* _What to do_
Show every line of the data that includes the word "opened".

Records drawn from a dataset:
PR #1513, opened 2018-09-18
take (pre)installopts into account in RPackage generic easyblock

boegel:


boegel:
@bartoldeman It's actually out of pure need, see `hdfr5` in https://github.com/easybuilders/easybuild-easyconfigs/pull/6858... ;)

Issue #1515, opened 2018-09-19
Tensorflow easyblock should probably use --install_base  and --output_user_root


akesandgren:
Should perhaps set --install_base  and --output_user_root too, bazel still uses $HOME/.cache/bazel for some things.

Needs investigation.

akesandgren:
Ok, seems to work, but bazel still creates $HOME/.cache/bazel/_bazel_username/
Nothing is stored there (after adding the above args to bazel), but it is still annoying.

boegel:
@akesandgren Can we consider this fixed via #1519? I don't think that Bazel create the empty `$HOME/.cache/bazel/_bazel_$USER` directory is too big of a problem...

akesandgren:
Yeah, the main problem is solved. Making sure it doesn't create the dir can probably only be handled by explicitly setting $HOME before calling bazel...

boegel:
@akesandgren Well, that's worth considering...

PR #1519, opened 2018-09-20
Make sure bazel doesn't write files in $HOME/.cache when building tensorflow

akesandgren:
It still creates an empty directory, $HOME/.cache/bazel/_bazel_username,
but at least it doesn't write files in there.

This fixes https://github.com/easybuilders/easybuild-easyblocks/issues/1515


akesandgren:
That's clearly one of the quickest PR -> merge I've seen :-)

PR #1520, opened 2018-09-20
Enabling VSX on POWER for FFTW >= 3.3.7.

micaeljtoliveira:
Apparently the issue with VSX on POWER has been fixed in FFTW 3.3.7 (see https://github.com/FFTW/fftw3/commit/04590cb11baa11bbfdebe101fa90186bbf48423c). My tests indicate that this seems to be the case.


boegel:
Going in, thanks @micaeljtoliveira!

PR #1750, opened 2019-06-12
don't assume cmake arguments when configure_cmd is set in CMakeMake easyblock

migueldiascosta:
even if `configure_cmd` is simply a script running `cmake`, it may not accept the flags in `options_string` and the `src_dir` as arguments, and as it is they cannot be removed - the proposed solution gives back control to the easyconfig, imho

### DIFF
--- a/easybuild/easyblocks/generic/cmakemake.py
+++ b/easybuild/easyblocks/generic/cmakemake.py
@@ -134,12 +134,18 @@ class CMakeMake(ConfigureMake):
 
         options_string = ' '.join(options)
 
-        command = ' '.join([
-            self.cfg['preconfigopts'],
-            self.cfg.get('configure_cmd') or DEFAULT_CONFIGURE_CMD,
-            options_string,
-            self.cfg['configopts'],
-            srcdir])
+        if self.cfg.get('configure_cmd'):
+            command = ' '.join([
+                    self.cfg['preconfigopts'],
+                    self.cfg.get('configure_cmd'),
+                    self.cfg['configopts']])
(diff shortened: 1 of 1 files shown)


migueldiascosta:
closing and reopening to trigger travis

easybuild/easyblocks/generic/cmakemake.py
```diff
@@ -134,12 +134,18 @@ def configure_step(self, srcdir=None, builddir=None):
 
         options_string = ' '.join(options)
 
-        command = ' '.join([
-            self.cfg['preconfigopts'],
-            self.cfg.get('configure_cmd') or DEFAULT_CONFIGURE_CMD,
-            options_string,
-            self.cfg['configopts'],
-            srcdir])
+        if self.cfg.get('configure_cmd') != DEFAULT_CONFIGURE_CMD:
```
boegel: @migueldiascosta Do you mind changing this to positive logic, i.e.:

```python
if self.cfg.get('configure_cmd') == DEFAULT_CONFIGURE_CMD:
    ...
else:
    ...
```

migueldiascosta:
> @migueldiascosta What use case did you hit that triggered you to make this change?

https://github.com/easybuilders/easybuild-easyconfigs/pull/8478

easybuild/easyblocks/generic/cmakemake.py
migueldiascosta: will do

boegel:
Thanks for the fix @migueldiascosta!

PR #1754, opened 2019-06-14
also add --without-go configure option for SWIG as we ''disable everything by default"

jose-d:
..as we here

> disable everything by default

we should disable go too.

tested on SWIG `SWIG-3.0.12-foss-2018b-Python-2.7.15.eb` and `SWIG-4.0.0-foss-2019a-Python-2.7.15`.


boegel:
Tested with several `SWIG` easyconfigs, incl. an ancient one for SWIG 2.0.4, works like a charm, thanks @jose-d!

* _Written solution_
PR #1513, opened 2018-09-18
Issue #1515, opened 2018-09-19
PR #1519, opened 2018-09-20
PR #1520, opened 2018-09-20
PR #1750, opened 2019-06-12
PR #1754, opened 2019-06-14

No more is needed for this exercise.